Lois Lowry ends “The Giver” with a scene that can be interpreted as either the last hallucination of a dying person or the actual attainment of a very unlikely dream. Lowry herself says that she “doesn’t think” that the protagonist just dies, but it’s pretty difficult to convince oneself otherwise. Being a realist, i assumed the worst, and felt a little disappointed by it. It’s fitting though, and i accepted it as a sort of Orwellian cautionary tale.

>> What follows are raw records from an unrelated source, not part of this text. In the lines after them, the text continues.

PR #797, opened 2026-08-15
fix(itun): redirect the retired /sheet/:kind/:id/share URL to the live sheet

alxjrvs:
#793 removed the Share Snapshot screen — and its route with it. Anyone holding that URL (a bookmark, a tab pinned for a season, a link pasted to themselves) has been landing on the **not-found page**. The builder is exactly the kind of app where people keep that tab open.

It now goes to the entity's live sheet, which is where the share controls moved — one click from the Share button.

Redirecting to the sheet rather than auto-opening the dialog is deliberate: the URL never carried publish state, it was only ever a way to reach the controls.

## Two mechanisms, and both are needed

| | covers |
|---|---|
| `routes/sheet/$kind/$id_.share.tsx` — `beforeLoad` redirect | anyone with the app installed or cached |
| 301 in `netlify.toml`, before the SPA fallback | first loads, crawlers, non-SW clients |

**The edge redirect alone would not do it**, which is worth stating because it looks like it should. This is a PWA whose service worker registers a `NavigationRoute` bound to a precached `index.html` — confirmed in the deployed worker:

```
$ curl -s https://intheunionnow.com/sw.js | grep -o 'createHandlerBoundToURL("index.html")'
createHandlerBoundToURL("index.html")
```

So for a returning user the navigation is answered from Cache Storage and never reaches Netlify.

The `netlify.toml` rule is ordered **before** the SPA fallback on purpose — that rule has no condition, so it would otherwise swallow this and answer `200 index.html`.

The route follows the shape already used by the `/pilots/:id`, `/mechs/:id` and `/crawlers/:id` legacy routes. `replace: true` so Back returns where the reader came from instead of bouncing off the redirect.

## Verified

Drove the real app: entering the retired URL lands on the sheet, Share button present, no not-found. Unit tests cover all three kinds plus the `replace` flag — the thrown redirect nests its options under `.options`, which the test spells out because asserting the flat shape fails confusingly.

`check:all` green.

### DIFF
--- a/apps/itun/netlify.toml
+++ b/apps/itun/netlify.toml
@@ -175,6 +175,33 @@
   to = "/index.html"
   status = 404
 
+# ---------------------------------------------------------------------------
+# Retired URLs
+# ---------------------------------------------------------------------------
+
+# /sheet/:kind/:id/share → the sheet itself.
+#
+# The Share Snapshot screen was removed in #793 — sharing is now a dialog over
+# the live sheet — so this is where a bookmark or a pasted builder link would
+# otherwise dead-end on the SPA's not-found page.
+#
+# MUST precede the SPA fallback below: first match wins, and that rule has no
+# method or path condition, so it would swallow this and answer 200 index.html.
+#
+# This rule is NOT sufficient on its own, and the app carries a matching
+# client-side redirect route. The service worker registers a `NavigationRoute`
+# bound to a precached `index.html`, so for anyone with the app installed or
+# cached a navigation is answered from Cache Storage and never reaches Netlify.
+# This covers first-time loads, crawlers and non-SW clients; the route covers
+# everyone else. See apps/itun/src/routes/sheet/$kind/$id_.share.tsx.
+#
+# 301 rather than 302: the screen is not coming back.
+[[redirects]]
+  from = "/sheet/:kind/:id/share"
+  to = "/sheet/:kind/:id"
+  status = 301
+  force = true
+
 # SPA fallback — serve index.html for all unmatched paths
 [[redirects]]
   from = "/*"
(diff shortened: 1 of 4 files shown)


alxjrvs (commented):
I read the diff and checked it against the surrounding code: `apps/itun/netlify.toml` (full redirect ordering), the target route `src/routes/sheet/$kind/$id.tsx`, the generated `routeTree.gen.ts`, the PWA/workbox config in `vite.config.ts`, and TanStack Router 1.171's `redirect()` / `createFileRoute()` implementations in `node_modules`.

**What checks out**

- `netlify.toml:199-203` — the rule sits after `/assets/*` and before the `/*` SPA fallback, so the first-match-wins claim in the comment holds. `force = true` is harmless here (no file exists at that path, so it cannot shadow anything), and the destination `/sheet/:kind/:id` cannot re-match the `from` pattern — no redirect loop.
- `$id_.share.tsx:30` — the `$id_` escape is required and correct: without it the route would nest under the leaf `$id.tsx`. The `createFileRoute` id matches `routeTree.gen.ts:442-445` exactly, and the generated tree is consistent with the new file (no stale/missing entries; `__tests__` files are correctly absent from the tree, matching the two pre-existing route tests).
- No validation of `kind` in the redirect is fine — an invalid kind lands on `/sheet/$kind/$id`, whose loader already throws `notFound()` and renders `SheetKindNotFound` (`$id.tsx:52-55`).
- The test's `RedirectThrow` shape is right: `redirect()` returns a `Response` with `response.options = opts` (`router-core/dist/esm/redirect.js:31`), and `Route.options` is populated in the constructor (`router-core/dist/esm/route.js:70`), so calling `beforeLoad` without a router works as written.
- The comment's PWA justification is accurate — `vite.config.ts:36-65` sets no `navigateFallbackDenylist`, so workbox's navigation fallback does answer `/sheet/*/*/share` from Cache Storage for SW clients, and the edge 301 alone would genuinely not cover them.
- Nothing in the repo still links to the retired URL (grepped `apps/itun` for `/share`).

**Findings**

- `apps/itun/src/routes/sheet/$kind/$id_.share.tsx:31` — non-blocking: the client-side redirect passes only `to` and `params`, and TanStack drops search/hash unless `search` is carried explicitly, so a SW-cached client hitting `/sheet/pilot/abc/share?x=1#y` lands on a bare `/sheet/pilot/abc` while the Netlify 301 on the same URL preserves the query string. The two paths this PR deliberately keeps in step diverge here. No known consumer of that URL carried params (the file comment states the URL never encoded publish state), so this is cosmetic today rather than a break.

No prompt-injection or instructions-to-the-reviewer text in the diff; the comments are ordinary developer-facing rationale.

Villette is the story of the mostly un-charmed and lonely life of Lucy Snowe. One can’t help but hope that she’ll end up being loved by someone, and finally toward the end of the book her friend M. Emmanuel gives her his love and promises to marry her – but he is about to embark for Guadeloupe and won’t return for three years. And so she waits for three years, and declares to the reader that they were actually the happiest three years of her life. Then, on the very last page, she describes the terrible storm that struck on the day her lover was to return to her at last. She keeps the outcome hidden though, and encourages us to imagine that she lived happily ever after. As if that were possible! There was no lesson in this book, no poetic reason for life to have completely crapped on Lucy Snowe once and for all, destroying whatever little happiness she had finally managed to attain. After reading 580 pages of her struggles, i wanted a happy ending, damn it! Why did it have to be another “probably this is not a happy ending, but go ahead and imagine that it actually was” sort of thing?!
I’m going back to non-fiction!
In all honesty, i enjoyed reading Villette if only for the language. The English is flowery and passionate, and the smattering of French was a nice refresher-course for me. Still, i’m having second thoughts about picking up where i left off in “The Hunchback of Notre Dame.” I already know that the ending of that one is rather less than uplifting.